Howard Yu is a Hong Kong-born academic and author who is the LEGO® professor of management and innovation at IMD Business School. He has been the director of the IMD's Center for Future Readiness since 2020. He is also the director of Advanced Management Program (AMP) and Future Readiness Strategy (FRS) open program of IMD.

Yu is the author of the book, Leap. He has been a regular contributor on Harvard Business Review, MIT Sloan Management Review, Channel News Asia, and Forbes.

Early life and education
Born in Hong Kong, Yu holds a BBA from the University of Hong Kong and a DBA in general management from Harvard Business School, which he completed under the supervision of Clayton Christensen and Joseph Bower.

Career
In 2018, his book, Leap: How to Thrive in a World Where Everything Can be Copied, was published. It was also included in Strategy+Business list. The book was also included in Inc.'s Best Strategy Books of 2018. It was awarded a gold medal of the Axiom business book awards in 2019.
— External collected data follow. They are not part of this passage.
PR #913, opened 2022-07-14
TableNext with expandable functionality

MariaJose:
## What?
Create a new `<TableNext/>` component which has all the `Table` component's functionality + expandable functionality. This PR just focus on adding the expandable functionality that works together with Select and Drag and Drop. 

Pagination + Expandable is gonna be in another PR (Plan start working on that today)

If we want to use the expandable functionality we will need to use the `<TableNext/>` component instead, and not the `<Table/>` component. For now we are gonna use this component internally, so we don't plan to add it in the BD documentation until we add tan-stack in the component.

Tan-stack: https://tanstack.com/table/v8

## Why?
We decided to create this new component since we wanted to avoid a breaking change for now because our current Select API in our `<Table/>` component was complicating the things when adding the expandable functionality so it was necessary to change the API. 

**Pros and Cons with this approach:**

**Pros:**
- We can trying out for a bit without breaking current Table usages
- We get a similar api to tan-stack, so its prob easier to port later
- Avoid breaking change (for now)

**Cons:**
- Bigger bundle size since we now have 2 tables
- If we want to add things to the table, we now have multiple tables

**Things to keep in mind:**

- We can reduce the bundle size by not including by default and have a special import import TableNext from '@bigcommerce/big-design/table-next' or something.
- If we make a change to the table, we can temporary add the changes in both tables.
- We need to be "all-in" in terms of getting TableNext be the real Table soon.
- We have a lot of different functionality of our table component that we might need to rethink the future of the component and how we can have it be extensible.
- Prefer we consume the new API of TableNext for a bit, what if we have to do changes and end up with 2 breaking Table changes back 2 back.

The new select API it's gonna be the same as the one that tan-stack uses, since we are planning to add this library in our <TableNext/> component. 

New API for select functionality:
```js
{
0: true
0.0: true
0.1: true
1: true
1.0: true
1.1: true
2: true
2.0: true
2.1: true
}
```
Example:
`0: true` <--- this means that a parent row was selected.
`0.0: true` <--- this means that a parent's child row was selected.

API for expandable functionality:

```js
{0: true, 1: true, 2: true}
```

https://user-images.githubusercontent.com/39739180/179029437-4343c25c-82e3-42a2-aa6c-40dc884b2ad6.mp4

https://user-images.githubusercontent.com/39739180/179029463-11bc738b-eb49-45b6-aedc-a5473e3a32f1.mp4

https://user-images.githubusercontent.com/39739180/179029471-4285e6f0-b695-4eb0-8427-95170ecac084.mp4

## Testing/Proof
Tests pass

### DIFF
--- a/packages/big-design/src/components/TableNext/Actions/Actions.tsx
+++ b/packages/big-design/src/components/TableNext/Actions/Actions.tsx
@@ -5,7 +5,7 @@ import { FlexItem } from '../../Flex';
 import { Text } from '../../Typography';
 import { SelectAll } from '../SelectAll';
 import { TablePagination } from '../TablePagination';
-import { TableItem, TablePaginationProps, TableSelectable } from '../types';
+import { TableExpandable, TableItem, TablePaginationProps, TableSelectable } from '../types';
 
 import { StyledFlex } from './styled';
 
@@ -14,11 +14,13 @@ export interface ActionsProps<T> {
   forwardedRef: RefObject<HTMLDivElement>;
   itemName?: string;
   items: T[];
+  isExpandable: boolean;
   pagination?: TablePaginationProps;
-  onSelectionChange?: TableSelectable<T>['onSelectionChange'];
-  selectedItems: Set<T>;
+  selectedItems: TableSelectable['selectedItems'];
   stickyHeader?: boolean;
   tableId: string;
+  expandedRowSelector?: TableExpandable<T>['expandedRowSelector'];
+  onSelectionChange?: TableSelectable['onSelectionChange'];
 }
 
 const InternalActions = <T extends TableItem>({
@@ -26,11 +28,13 @@ const InternalActions = <T extends TableItem>({
   forwardedRef,
   itemName,
   items = [],
-  onSelectionChange,
   pagination,
   selectedItems,
   stickyHeader,
   tableId,
+  isExpandable,
+  expandedRowSelector,
+  onSelectionChange,
   ...props
 }: ActionsProps<T>) => {
   const isSelectable = typeof onSelectionChange === 'function';
@@ -64,12 +68,16 @@ const InternalActions = <T extends TableItem>({
       stickyHeader={stickyHeader}
       {...props}
     >
-      <SelectAll
-        items={items}
-        onChange={onSelectionChange}
-        selectedItems={selectedItems}
-        totalItems={totalItems}
-      />
+      {isSelectable && (
+        <SelectAll
+          expandedRowSelector={expandedRowSelector}
+          isExpandable={isExpandable}
+          items={items}
+          onChange={onSelectionChange}
+          selectedItems={selectedItems}
+          totalItems={totalItems}
+        />
+      )}
       {renderItemName()}
       {renderActions()}
 
--- a/packages/big-design/src/components/TableNext/Actions/Actions.tsx
+++ b/packages/big-design/src/components/TableNext/Actions/Actions.tsx
@@ -1,0 +1,81 @@
+import React, { RefObject } from 'react';
+
+import { typedMemo } from '../../../utils';
+import { FlexItem } from '../../Flex';
+import { Text } from '../../Typography';
+import { SelectAll } from '../SelectAll';
+import { TablePagination } from '../TablePagination';
+import { TableItem, TablePaginationProps, TableSelectable } from '../types';
+
+import { StyledFlex } from './styled';
+
+export interface ActionsProps<T> {
+  customActions?: React.ReactNode;
+  forwardedRef: RefObject<HTMLDivElement>;
+  itemName?: string;
+  items: T[];
+  pagination?: TablePaginationProps;
+  onSelectionChange?: TableSelectable<T>['onSelectionChange'];
+  selectedItems: Set<T>;
+  stickyHeader?: boolean;
+  tableId: string;
+}
+
+const InternalActions = <T extends TableItem>({
+  customActions,
+  forwardedRef,
+  itemName,
+  items = [],
+  onSelectionChange,
+  pagination,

In 2020, he became the director of the IMD Center for Future Readiness, which was established with the help of The LEGO Group.
 
Howard is the current LEGO® professor at the IMD Business School.

His other works include Future Readiness Indicator, which he developed to gauge post-pandemic economy.

Research
His research focuses on what generates sustainable growth and what holds back firms and companies. He studies innovation across sectors to find trends and enabling technology.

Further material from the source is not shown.